I’m a fan of ACORN, and have been for a long time. I gave to them after Hurricane Katrina, to help the New Orleans-based anti-poverty group rebuild itself and its city. I gave again last winter as I was making my end-of-year charitable donations.
I like them because they work hard for working Americans. I like them for standing up for sensible immigration policies that respect the needs of working people, regardless of their immigration status. I like them for the work they do on the Gulf Coast, an area sadly neglected by the people who are supposed to represent the area’s interests. And I like them because the register new voters from low-income communities, so that elected officials have to pay attention to the plight of the working poor.
ACORN is in the headlines lately over allegations of voter registration fraud. Unfortunately, that italicized word tends to get dropped as conservatives repeat their talking points, but it makes a huge difference. In many states, a person registering voters is legally obliged to turn in all registration forms, even if they believe the form to be invalid or illegitimate. Even when the form says “Mickey Mouse,” ACORN has to turn it in to the state officials. All they could do is set the forms which looked bogus aside in a special pile, and warn officials that those forms looked bogus. Which they did.
In a few states, officials seem to have ignored those warnings, and are now pursuing ACORN as if the group is responsible for the misinformation provided by jokers on the street or by dishonest employees, who were fired when their bad acts were identified.
Robert Greenwald has an excellent short video about the Republican plot to gin up a bogus narrative of fraudulent voting, but the pattern has been known for decades:
Conservative leader Paul Weyrich laid out the strategy back in 1980, saying:
They want everybody to vote! I don’t want everybody to vote. Elections are not won by a majority of people – they never have been from the beginning of our country and they are not now. As a matter of fact, our leverage in the elections, quite candidly, goes up as the voting populace goes down.
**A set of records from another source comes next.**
PR #405, opened 2022-03-31
extends functionality of DatetimeFeatures to extract features from the dataframe index

dodoarg:
Here's a draft to implement the functionality. I might have forgotten about some test cases and there might be better ways to refactor the logic overall

I tried to keep the logic as consistent as possible with the rest of the cases (e.g. find_or_check_dt_variables dumps "index" into ["index"] as it would do with any other string etc) although the fact that we need to access .index rather than a (set of) column(s) introduces some "boilerplate" code

I did think of having _check_contains_na check for nans in the index but I found out some check estimator tests would fail then, so I just added that logic under an if statement in the datetime transformer (more boilerplate, ugh)

Also, this is probably a trivial note, but as things stand there's no coverage for the case where an actual variable (not the index) is named "index". I suppose we might just leave that as it is as it sounds like a very unrealistic name for a column anyway

Let me know how we can improve it

### DIFF
--- a/feature_engine/datetime/datetime.py
+++ b/feature_engine/datetime/datetime.py
@@ -220,12 +220,7 @@ class DatetimeFeatures(BaseEstimator, TransformerMixin):
                 raise TypeError("The dataframe index is not datetime.")
 
             if self.missing_values == "raise":
-                if X.index.isnull().any():
-                    raise ValueError(
-                        "The dataframe index contains missing data. "
-                        "Check and remove those before using this transformer "
-                        "or set missing_values to False."
-                    )
+                self._check_index_contains_na(X.index)
 
             self.variables_ = None
 
@@ -279,12 +274,7 @@ class DatetimeFeatures(BaseEstimator, TransformerMixin):
         # special case index
         if self.variables_ is None:
             if self.missing_values == "raise":
-                if X.index.isnull().any():
-                    raise ValueError(
-                        "The dataframe index contains missing data. "
-                        "Check and remove those before using this transformer "
-                        "or set missing_values to False."
-                    )
+                self._check_index_contains_na(X.index)
 
             for feat in self.features_to_extract_:
                 X[FEATURES_SUFFIXES[feat][1:]] = FEATURES_FUNCTIONS[feat](
@@ -417,6 +407,14 @@ class DatetimeFeatures(BaseEstimator, TransformerMixin):
                 feature_names = self.feature_names_in_ + feature_names
 
         return feature_names
+
+    def _check_index_contains_na(self, index: pd.Index):
+        if index.isnull().any():
+            raise ValueError(
+                "The dataframe index contains missing data. "
+                "Check and remove those before using this transformer "
+                "or set missing_values to False."
+            )
 
     def _more_tags(self):
         tags_dict = {"variables": "datetime"}
--- a/feature_engine/datetime/datetime.py
+++ b/feature_engine/datetime/datetime.py
@@ -42,10 +42,10 @@ from feature_engine.variable_manipulation import (
 class DatetimeFeatures(BaseEstimator, TransformerMixin):
     """
     DatetimeFeatures extracts date and time features from datetime variables, adding
-    new columns to the dataset. DatetimeFeatures is able to extract datetime
-    information from existing datetime or object-like variables.
+    new columns to the dataset. DatetimeFeatures can extract datetime information from
+    existing datetime or object-like variables or from the dataframe index.
 
-    DatetimeFeatures uses pandas.to_datetime to convert object variables to datetime
+    DatetimeFeatures uses `pandas.to_datetime` to convert object variables to datetime
     and pandas.dt to extract the features from datetime.
 
     The transformer supports the extraction of the following features:
@@ -75,8 +75,8 @@ class DatetimeFeatures(BaseEstimator, TransformerMixin):
 
     Parameters
     ----------
-    variables: list, default=None
-        The list of variables to extract date and time features from.
+    variables: str, list, default=None
+        List wit the variables from which date and time information will be extracted.
         If None, the transformer will find and select all datetime variables,
         including variables of type object that can be converted to datetime.
         If "index", the transformer will extract datetime features from the
@@ -86,8 +86,8 @@ class DatetimeFeatures(BaseEstimator, TransformerMixin):
         The list of date features to extract. If None, the following features will be
         extracted: "month", "year", "day_of_week", "day_of_month", "hour",
         "minute" and "second". If "all", all supported features will be extracted.
-        Alternatively, you can pass a list with the names of the supported features
-        you want to extract.
+        Alternatively, you can pass a list with the names of the features you want to
+        extract.
 
     drop_original: bool, default="True"
         If True, the original datetime variables will be dropped from the dataframe.
@@ -96,29 +96,37 @@ class DatetimeFeatures(BaseEstimator, TransformerMixin):
         Indicates if missing values should be ignored or raised. If 'raise' the
         transformer will return an error if the the datasets to `fit` or `transform`
         contain missing values. If 'ignore', missing data will be ignored when
-        performing the feature extraction.
+        performing the feature extraction. Missing data is only evaluated in the
+        variables that will be used to derive the date and time features. If features
+        are derived from the dataframe index, missing data will be checked in the
+        index.
 
     dayfirst: bool, default="False"
-        Specify a date parse order if arg is str or its list-likes. If True, parses
-        dates with the day first, eg 10/11/12 is parsed as 2012-11-10.
+        Specify a date parse order if arg is str or is list-like. If True, parses
+        dates with the day first, e.g. 10/11/12 is parsed as 2012-11-10. Same as in
+        `pandas.to_datetime`.
 
     yearfirst: bool, default="False"
-        Specify a date parse order if arg is str or its list-likes.
+        Specify a date parse order if arg is str or is list-like.
+        Same as in `pandas.to_datetime`.
 
-        - If True parses dates with the year first, eg 10/11/12 is parsed as 2010-11-12.
+        - If True parses dates with the year first, e.g. 10/11/12 is parsed as
+          2010-11-12.
         - If both dayfirst and yearfirst are True, yearfirst is preceded.
 
     utc: bool, default=None
         Return UTC DatetimeIndex if True (converting any tz-aware datetime.datetime
-        objects as well).
+        objects as well). Same as in `pandas.to_datetime`.
 
     Attributes
     ----------
     variables_:
-        List of variables from which date and time features will be extracted.
+        List of variables from which date and time features will be extracted. If None,
+        features will be extracted from the dataframe index.
 
     features_to_extract_:
-        The date and time features that will be extracted from each variable.
+        The date and time features that will be extracted from each variable or the
+        index.
 
     {feature_names_in_}
 
@@ -342,13 +350,12 @@ class DatetimeFeatures(BaseEstimator, TransformerMixin):
 
         Parameters
         ----------
-        input_features: list, default=None
-            Input features. If `input_features` is `None`, then the names of all the
-            variables in the transformed dataset (original + new variables) is returned.
-            Alternatively, only the names for the datetime features derived from
-            input_features will be returned.
-            If the features were derived from the dataframe index, pass 'index'
-            to obtain the datetime features or None for all output features."
+        input_features: str, list, default=None
+            Input features. If `None`, then the names of all the variables in the
+            transformed dataset (original + new variables) is returned. If 'index',
+            then the name of the features created from the index is returned. If list
+            with feature names, the names for the datetime features derived from
+            the variables in the list will be returned."
 
         Returns
         -------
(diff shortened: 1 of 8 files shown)


feature_engine/datetime/datetime.py
```diff
@@ -209,7 +211,14 @@ def fit(self, X: pd.DataFrame, y: Optional[pd.Series] = None):
 
         # check if datetime variables contains na
         if self.missing_values == "raise":
-            _check_contains_na(X, self.variables_)
+            if self.variables_ == ["index"]:
```
solegalli, line 214: my idea was that the argument `variables` in the init, can take 3 values:

- None: defaults to finding all dt variables (already implemented)
- Variable list: checks if variables entered by user are or can be datetime (already implemented)
- "index", taken as a string, which will extract datetime features from the index (new in this PR)

Then, here I would tailor the message to say, there were nan in the index, for example.

feature_engine/datetime/datetime.py
```diff
@@ -252,24 +261,44 @@ def transform(self, X: pd.DataFrame) -> pd.DataFrame:
...
 
-        # reorder variables to match train set
-        X = X[self.feature_names_in_]
+            else:
+                _check_contains_na(X, self.variables_)
 
-        # convert datetime variables
-        datetime_df = pd.concat(
-            [
+        if self.variables_ == ["index"]:
```
solegalli, line 274: to extract features from the index, do we absolutely need to make it a column?

 Can we not do df.index.month? or something like this? I saw it the other day on a stackoverflow thread.

But maybe it does not fit with how we structured the class?

feature_engine/datetime/datetime.py
```diff
@@ -280,14 +309,21 @@ def transform(self, X: pd.DataFrame) -> pd.DataFrame:
             )
 
         # create new features
-        for var in self.variables_:
+        if self.variables_ == ["index"]:
```
solegalli, line 312: If we extract features from the index, I am wondering whether we should just name the features as the datetime they represent? we are not creating features from multiple variables, so in principle, there would be no need to add the variable name at the front to distinguish them from anything else?

feature_engine/variable_manipulation.py
```diff
@@ -221,14 +221,23 @@ def _find_or_check_datetime_variables(
             raise ValueError("No datetime variables found in this dataframe.")
 
     elif isinstance(variables, (str, int)):
+        if variables == "index":
```
solegalli, line 224: I would not modify this function. I would handle the logic from the datetime class, because this is probably one of the only classes that will work with the index in this way.

tests/test_datetime/test_datetime_features.py
```diff
@@ -148,7 +159,11 @@ def test_raises_error_when_nan_in_transform_df(df_datetime):
     transformer.fit(df_datetime)
     # dataset containing nans
     with pytest.raises(ValueError):
-        DatetimeFeatures().transform(dates_nan)
+        transformer.transform(dates_nan)
+    transformer = DatetimeFeatures(variables="index")
```
solegalli, line 163: I see, here is when the problem you raised would come up. If the user has a variable called "index", but we are now using this string to indicate the df index, then they would not be able to extract features from this variable.

I think this is very unlikely, but the user still could pass ["index"] and then, they could extract features from the column called index. And if they pass "index" as a string, then, the class would use the index of the df. And we could make this clear in the docstrings. 

I think, as a first release, this could be enough, and then we hear user feedback. Unless you think otherwise?

solegalli (commented):
Hi @dodoarg 

Thank you so much for the quick turnaround! Very helpful and very kind of you :)

I was thinking in making fewer changes for this addition. I would only modify the transformer, and not the variables manipulation function. I was wondering if that would be possible?

Would you mind having a look at my comments and see if they make sense?

Thank you!

dodoarg:
I think I've tackled pretty much all issues you raised @solegalli ? 

- I removed the "index_" prefix for feature columns extracted from the index

- The part where the DatetimeIndex is dumped into a pd.Series was necessary because the way you access to datetime functions on an index object looks like `df.index.year` i.e. it "bypasses" the call to the dt module. Since our logic calls a set of lambda functions (FEATURES_FUNCTIONS) that all look like x.dt.year I thought it would add less boilerplate code to put the index data into a Series so as to access those functions the same way rather than rewrite all them without the dt part just for this specific case

feature_engine/datetime/datetime.py
```diff
@@ -204,12 +208,33 @@ def fit(self, X: pd.DataFrame, y: Optional[pd.Series] = None):
...
-        # check if datetime variables contains na
-        if self.missing_values == "raise":
-            _check_contains_na(X, self.variables_)
+            if not (
+                is_datetime(X.index)
+                or (
+                    not is_numeric(X.index) and _is_categorical_and_is_datetime(X.index)
+                )
+            ):
+                raise TypeError("Index is not datetime.")
```
solegalli, line 220: Could we re-phrase the error as

"The dataframe index is not datetime."

feature_engine/datetime/datetime.py
```diff
@@ -204,12 +208,33 @@ def fit(self, X: pd.DataFrame, y: Optional[pd.Series] = None):
...
+
+            if self.missing_values == "raise":
+                if X.index.isnull().any():
+                    raise ValueError(
+                        "Index contain NaN. Check and "
+                        "remove those before using this transformer."
```
solegalli, line 226: Could we re-phrase this error message?

"The dataframe index contains missing data. Check and remove those before using this transformer or set `missing_values` to False."

feature_engine/datetime/datetime.py
```diff
@@ -204,12 +208,33 @@ def fit(self, X: pd.DataFrame, y: Optional[pd.Series] = None):
...
+                    )
+
+            self.variables_: List[Union[str, int]] = ["index"]
```
solegalli, line 229: If we are using the index to extract features, I would leave `variables_` to None. 

I think Feature-engine users would expect to find the variables that are considered for the transformation in this attribute. And in this case, no variable is. Because we are using the index. Also, if we set this to ["index"], it would clash with the unlikely situation in which the user has a variable called "index".

feature_engine/datetime/datetime.py
```diff
@@ -250,13 +275,36 @@ def transform(self, X: pd.DataFrame) -> pd.DataFrame:
         # Check if input data contains same number of columns as dataframe used to fit.
         _check_input_matches_training_df(X, self.n_features_in_)
 
+        # special case index
+        if self.variables_ == ["index"]:
```
solegalli, line 279: We could use either self.variables_ is None or self.variables =="index" without the underscore.

feature_engine/datetime/datetime.py
```diff
@@ -250,13 +275,36 @@ def transform(self, X: pd.DataFrame) -> pd.DataFrame:
...
+            if self.missing_values == "raise":
+                if X.index.isnull().any():
+                    raise ValueError(
+                        "Index contain NaN. Check and "
+                        "remove those before using this transformer."
```
solegalli, line 284: could we rephrase as in fit()? 

Also wondering, we are repeating code in fit and transform, should we capture it in a private method in this class? 

```
       if self.missing_values == "raise":
            self._check_contains_na()
```

feature_engine/datetime/datetime.py
```diff
@@ -250,13 +275,36 @@ def transform(self, X: pd.DataFrame) -> pd.DataFrame:
...
+                    )
+
+            for feat in self.features_to_extract_:
+                X[FEATURES_SUFFIXES[feat][1:]] = FEATURES_FUNCTIONS[feat](
+                    pd.Series(
+                        pd.to_datetime(
```
solegalli, line 290: converting something to datetime can take a lot of time if the dataset is big. Could we convert only if it is necessary instead of always?

solegalli: I notice that we do the same when the user passes variables. We convert to datetime all the time. Does pandas check that it is not datetime before doing the conversion? or converts everytime one says so, even though it could already be datetime?

Because in this case, it might be worth splitting the functionality. If not here, in a separate PR.

solegalli (commented):
Hi @dodoarg 

Thank you so much for the quick fixes on the code. This is really helpful.

I've got a couple of minor cosmetic requests, and then a question about pd.to_datetime() that might be worth exploring.

Would you be able to have a look?

Thank you!

feature_engine/datetime/datetime.py
solegalli: Answering to my own question, to_datetime() does check if it is datetime already.

https://github.com/pandas-dev/pandas/blob/v1.4.1/pandas/core/tools/datetimes.py#L1027
https://github.com/pandas-dev/pandas/blob/06d230151e6f18fdb8139d09abf539867a8cd481/pandas/core/tools/datetimes.py#L289

So I don't think we need to change this. Apologies.

I also made some manual checks :p 

```
start = time.time()
data['Date_Time'] = pd.to_datetime(data['Date_Time'])
end = time.time()
print("The time of execution of above program is :", end-start)
The time of execution of above program is : 0.9556782245635986
```

And if i repeat that, after it was already converted to datetime, it takes a fraction:
`The time of execution of above program is : 0.013006925582885742`

dodoarg:
Should be better now. Notice that when setting self.variables_ as None in the index case it occurred to me that I had to adapt get_feature_names_out to the index case

solegalli:
Thank you so much @dodoarg !!!! This will do!

Merging on Monday.

Have a nice weekend.

feature_engine/datetime/datetime.py
```diff
@@ -250,13 +271,32 @@ def transform(self, X: pd.DataFrame) -> pd.DataFrame:
...
         _check_input_matches_training_df(X, self.n_features_in_)
 
+        # special case index
+        if self.variables_ is None:
+            if self.missing_values == "raise":
+                self._check_index_contains_na(X.index)
+
+            for feat in self.features_to_extract_:
+                X[FEATURES_SUFFIXES[feat][1:]] = FEATURES_FUNCTIONS[feat](
+                    pd.Series(
```
solegalli, line 281: I just noticed that with this logic, we would be converting the index to datetime for every feature. 

Could we not convert it one, capture the series outside the loop, and then enter the loop using the already prepared series?

feature_engine/datetime/datetime.py
```diff
@@ -250,13 +271,32 @@ def transform(self, X: pd.DataFrame) -> pd.DataFrame:
...
+                            X.index,
+                            dayfirst=self.dayfirst,
+                            yearfirst=self.yearfirst,
+                            utc=self.utc,
+                        ),
+                        index=X.index,
+                    )
+                )
+
+            return X
```
solegalli, line 292: could we have just 1 return at the end of the method and not break the logic in 2?

feature_engine/datetime/datetime.py
```diff
@@ -250,13 +271,32 @@ def transform(self, X: pd.DataFrame) -> pd.DataFrame:
...
+
         # check if dataset contains na
         if self.missing_values == "raise":
             _check_contains_na(X, self.variables_)
 
         # reorder variables to match train set
         X = X[self.feature_names_in_]
```
solegalli, line 299: This line should also apply for the index features. Is the final of the transform checks, before starting any transform logic. It ensures the df passed to transform has the columns in the same order than the one passed in fit.

feature_engine/datetime/datetime.py
```diff
@@ -301,6 +342,8 @@ def get_feature_names_out(self, input_features: Optional[List] = None) -> List:
             variables in the transformed dataset (original + new variables) is returned.
             Alternatively, only the names for the datetime features derived from
             input_features will be returned.
+            If the transformer was fitted on the dataframe index, you may only pass
+            `index` as input_features, or leave it as `None`.
```
solegalli, line 346: Could we reprhase these 2 sentences as "If the features were derived from the dataframe index, pass 'index' to obtain the datetime features or None for all output features."

solegalli (commented):
Hi @dodoarg 

I took a second look at the PR just now, and I am wondering if we could make the loop more efficient by taking the pandas series out of the loop?

What do you think?

feature_engine/datetime/datetime.py
dodoarg: Sure. My bad.

feature_engine/datetime/datetime.py
dodoarg: If you'd rather have what follows under an else statement yea we can do that

feature_engine/datetime/datetime.py
dodoarg: Right. It probably didn't matter as far as the test go since we're not ever changing the existing columns but the index only when variables="index"

tests/test_datetime/test_datetime_features.py
dodoarg: Yea no I agree. If anything if someone comes up with a dataset where a column not only is named "index" but contains datetime info (??) it's probably their fault in terms of bad naming practices and even lack of common sense haha

dodoarg:
Should have made quick work of that in my break

dodoarg:
is this ready to merge @solegalli ?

Those efforts to reduce the number of votes cast is playing out again this year. The Nevada GOP is trying to get the Secretary of State to strike newly-registered early voters from the rolls, rather than letting them fix errors in their registration and cast a valid ballot. These are clearly not cases of fraud, but of a marking out of place on a hastily filled out form. And the GOP would rather block the person from voting for President. Shameful.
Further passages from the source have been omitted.